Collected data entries
_ _ _ _

PR #1014, opened 2019-06-22
Add make target to update config-start.yaml

dushyanthsc:


adrcunha:
Please don't. config_start.yaml is intended to be used only when creating the cluster. The LimitRange stuff should be in cluster.yaml.

/close

adrcunha:
Please see https://github.com/knative/test-infra/pull/1016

_ _ _ _

Could you copy exactly the line containing "Please don't. config_start.yaml" and each line after it through the end of the records, and nothing else?

Please don't. config_start.yaml is intended to be used only when creating the cluster. The LimitRange stuff should be in cluster.yaml.

/close

adrcunha:
Please see https://github.com/knative/test-infra/pull/1016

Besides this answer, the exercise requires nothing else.